Let’s try a branchless version now:

 1
 2
 3
 4
 5
 6
 7
 8
 9
10
11
12
13
14
15
16
17
18
19
20
21
22
23
24
25
26
27
28
29
30
31
32
33
34
35
36
37
38
39
40
41
42
43
44
template <typename T>
std::pair<std::vector<size_t>, std::vector<size_t>> merge_join_inner_2way_branchless(
    const std::span<const T>& lhs,
    const std::span<const T>& rhs)
{
    std::vector<size_t> lhs_selected_indices;
    std::vector<size_t> rhs_selected_indices;

    size_t li = 0;
    size_t ri = 0;
    size_t oi = 0;
    const size_t ls = lhs.size();
    const size_t rs = rhs.size();
    const size_t buffer_size = 128;

    while (li < ls && ri < rs) {
        // Resize output vectors so that we can assign values instead of pushing them
        if (oi >= lhs_selected_indices.size()) {
            lhs_selected_indices.resize(oi + buffer_size);
            rhs_selected_indices.resize(oi + buffer_size);
        }

        // Compare the two heads
        const auto cmp = lhs[li] <=> rhs[ri];

        // Unconditionnally store indices in the output vectors
        lhs_selected_indices[oi] = li;
        rhs_selected_indices[oi] = ri;

        // But only increment the output index if LHS and RHS matched.
        // That way, if they don't, the stored values will be discarded
        oi += cmp == 0;

        // Increment the input index of each lane, unless it's ahead of the other
        li += cmp <= 0;
        ri += cmp >= 0;
    }

    // Trim the indices vectors to their actual output size
    lhs_selected_indices.resize(oi);
    rhs_selected_indices.resize(oi);

    return { lhs_selected_indices, rhs_selected_indices };
}

That deserves an explanation. The main trick is that we always output the current indices, but only increment the output pointer if the two lanes actually matched. Of course, that requires reserving enough place in the output vectors, which we do in batches of a fixed size (to amortize the cost, while keeping the memory overhead reasonable). Similarly, we always increment the input indices, by either 0 or 1 depending on how the lane compares to the minimum value. (To be fair, this latest refinement is unecessary, as any decent compiler would optimize the corresponding if to a conditional assignment. But I believe it better illustrates our philosophy.)
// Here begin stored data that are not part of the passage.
PR #2814, opened 2022-07-07
Editorial: Fix wrong assertion in 'DefineMethodProperty'

h2oche:
`DefinePropertyOrThrow` invocation in [10.2.8 DefineMethodProperty](https://tc39.es/ecma262/#sec-definemethodproperty) can throw an abrupt completion. Consider following JavaScript code:

```js
class A {
  static * ['prototype'] () {}
}
```

- `prototype` property of `A` is defined in step 16 of [15.7.14 Runtime Semantics: ClassDefinitionEvaluation](https://tc39.es/ecma262/#sec-runtime-semantics-classdefinitionevaluation) with property descriptor `{[[Configurable]]: false, ... }`
- It tries to define static generator method `prototype` of `A` in [10.2.8 DefineMethodProperty](https://tc39.es/ecma262/#sec-definemethodproperty) with property descriptor `{[[Configurable]]: true, ...}`.
- Since `ValidateAndApplyPropertyDescriptor` return `false`, it throws a`TypeError` exception.

### DIFF
--- a/spec.html
+++ b/spec.html
@@ -13576,17 +13576,18 @@
           _key_: a property key or Private Name,
           _closure_: a function object,
           _enumerable_: a Boolean,
-        ): a PrivateElement or ~unused~
+        ): either a normal completion containing either a PrivateElement or ~unused~, or an abrupt completion
       </h1>
       <dl class="header">
       </dl>
       <emu-alg>
-        1. Assert: _homeObject_ is an ordinary, extensible object with no non-configurable properties.
+        1. Assert: _homeObject_ is an ordinary, extensible object.
         1. If _key_ is a Private Name, then
           1. Return PrivateElement { [[Key]]: _key_, [[Kind]]: ~method~, [[Value]]: _closure_ }.
         1. Else,
           1. Let _desc_ be the PropertyDescriptor { [[Value]]: _closure_, [[Writable]]: *true*, [[Enumerable]]: _enumerable_, [[Configurable]]: *true* }.
-          1. Perform ! DefinePropertyOrThrow(_homeObject_, _key_, _desc_).
+          1. Perform ? DefinePropertyOrThrow(_homeObject_, _key_, _desc_).
+          1. NOTE: DefinePropertyOrThrow only returns an abrupt completion when attempting to define a class static method whose _key_ is *"prototype"*.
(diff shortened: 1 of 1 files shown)


anba:
[Early errors](https://tc39.es/ecma262/#sec-class-definitions-static-semantics-early-errors) disallow this case:
> ClassElement : static MethodDefinition
> &emsp; It is a Syntax Error if PropName of MethodDefinition is "prototype".

h2oche:
Oh, I missed it. Thanks.

anba:
Yes, with a computed property name the assertion is indeed incorrect. The assertion in [DefineMethodProperty](https://tc39.es/ecma262/#sec-definemethodproperty), step 1 should also be removed:
> Assert: homeObject is an ordinary, extensible object with no non-configurable properties.

syg (approved):
Good catch. An unfortunate corner...

bakkot (approved):

spec.html
```diff
@@ -13579,17 +13579,18 @@ <h1>
...
       <emu-alg>
-        1. Assert: _homeObject_ is an ordinary, extensible object with no non-configurable properties.
+        1. Assert: _homeObject_ is an ordinary, extensible object.
         1. If _key_ is a Private Name, then
           1. Return PrivateElement { [[Key]]: _key_, [[Kind]]: ~method~, [[Value]]: _closure_ }.
         1. Else,
           1. Let _desc_ be the PropertyDescriptor { [[Value]]: _closure_, [[Writable]]: *true*, [[Enumerable]]: _enumerable_, [[Configurable]]: *true* }.
-          1. Perform ! DefinePropertyOrThrow(_homeObject_, _key_, _desc_).
+          1. Perform ? DefinePropertyOrThrow(_homeObject_, _key_, _desc_).
+          1. NOTE: DefinePropertyOrThrow only returns an abrupt completion when attempting to define a class static method whose _key_ is *"prototype"*.
```
michaelficarra, line 13593: Can we move the note up to before the DefinePropertyOrThrow step? I'd prefer to read the note first.

syg: I prefer it after. With none of us caring that much and Kevin voting in favor of doing the minimal effort thing, let's leaving it as is.

PR #2815, opened 2022-07-07
Editorial: Fix completion in GeneratorStart

h2oche:
It seems that step 4.b.ii of [27.5.3.1 GeneratorStart](https://tc39.es/ecma262/#sec-generatorstart) needs to be wrapped with `Completion` for clarity as [27.6.3.2 AsyncGeneratorStart](https://tc39.es/ecma262/#sec-asyncgeneratorstart) since later steps assume that `result` is completion.

In addition, some abstract closures seem to return non-completion value, which violates `Completion` check in the fixed step in `GeneratorStart`. I'm not sure whether [conversion rules](https://tc39.es/ecma262/multipage/notational-conventions.html#sec-implicit-normal-completion) can be applied to those cases.

### DIFF
--- a/spec.html
+++ b/spec.html
@@ -7185,7 +7185,7 @@
         1. Let _closure_ be a new Abstract Closure with no parameters that captures _list_ and performs the following steps when called:
           1. For each element _E_ of _list_, do
             1. Perform ? GeneratorYield(CreateIterResultObject(_E_, *false*)).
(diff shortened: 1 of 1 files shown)


linusg:
This has since been fixed in https://github.com/tc39/ecma262/pull/2861 and https://github.com/tc39/ecma262/pull/3601.

PR #2817, opened 2022-07-07
Editorial: IfAbrupt macros only take completion records

bakkot:
As of #2547 (edit: plus #2744 and #2842), it is always statically knowable whether a given expression at a given point is a Completion Record or not a Completion Record. So the various completion record unwrapping macros don't need to have a "what if it is not a completion record" case.

### DIFF
--- a/spec.html
+++ b/spec.html
@@ -895,8 +895,9 @@
         </emu-alg>
         <p>mean the same thing as:</p>
         <emu-alg example>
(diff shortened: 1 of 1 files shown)


michaelficarra (approved):
😍

syg (approved):

michaelficarra:
Waiting on #2842.

PR #2818, opened 2022-07-07
Normative: avoid triggering `throw` in corner case in async generators

### LINKED ISSUE #2813: `yield *` in an async iterator should not call `.throw` when the inner iterator produces a rejected promise
Consider the following horrible program:
```js
'use strict';
var console = console || { log: print };

let inner = {
  [Symbol.asyncIterator]: () => ({
    next() {
      return Promise.resolve({ done: false, value: Promise.reject('rejection') });
    },
    throw(e) {
      console.log('throw called with', e);
      throw e;
    },
    return(e) {
      console.log('return called with', e);
      return {};
    },
  }),
};

async function* outer() {
  yield* inner;
}

(async () => {
  for await (let x of outer()) {
    console.log(x);
  }
})().catch(e => {
  console.log('threw', e);
});
```

Per spec, this will print "throw called with 'rejection'". Specifically, the [evaluation semantics for `yield*`](https://tc39.es/ecma262/multipage/ecmascript-language-functions-and-classes.html#sec-generator-function-definitions-runtime-semantics-evaluation) step 7.a.vi will invoke [`AsyncGeneratorYield`](https://tc39.es/ecma262/multipage/control-abstraction-objects.html#sec-asyncgeneratoryield) passing `Promise.reject('rejection')`, which will then be `Await`'d, which will throw, causing the `received` alias to hold a throw completion. The following machinery then acts as if `.throw` had been explicitly called on `outer`, which is the only other way that `received` can hold a throw completion - the behavior in that case being to invoke `.throw` on `inner`.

How does it perform? This new algorithm achieves 674M items/s, which is a 2x improvement over the naïve version! ⚡️ This time, our efforts paid off.

Instructions still matter🔗

Unfortunately, things are not so clear cut. We benchmarked using the worst case scenario: two equally sized lanes with values scattered over the same domain, meaning that at any time, each lane has an equal probability to be ahead of the other. The branch predictor is guaranteed to be wrong roughly half the time, and this is indeed what we observe: for 1M input items in each lane, we get 507k branch mispredictions.

However, what happens if we skew the input? Let’s make the right lane shorter than the left lane by a varying ratio, and see how this impacts the throughput:

Merge join: throughput

Wow! 😮 When the data is not too skewed (factor 2), the branchless version still performs better. But at factor 4, the naïve version is almost on par with it. And for higher factors, the naïve version wins!

Why? An explanation is that the branchless version simply does more work. It uses more instructions, and in particular more memory writes. When the comparisons are unpredictable, the benefit of avoiding branches is enough to offset the cost of that extra work. But as branches become more predictable, the added cost starts weighing on the performance.

Merge join: instructions

Conclusion🔗

Branchless code can speed up the throughput dramatically if it eliminates unpredictable branches. The more predictable the branches are, however, the less gain is to be expected. In the worst case, the benefits may be completely offset by other costs, for example if the branchless version uses more instructions.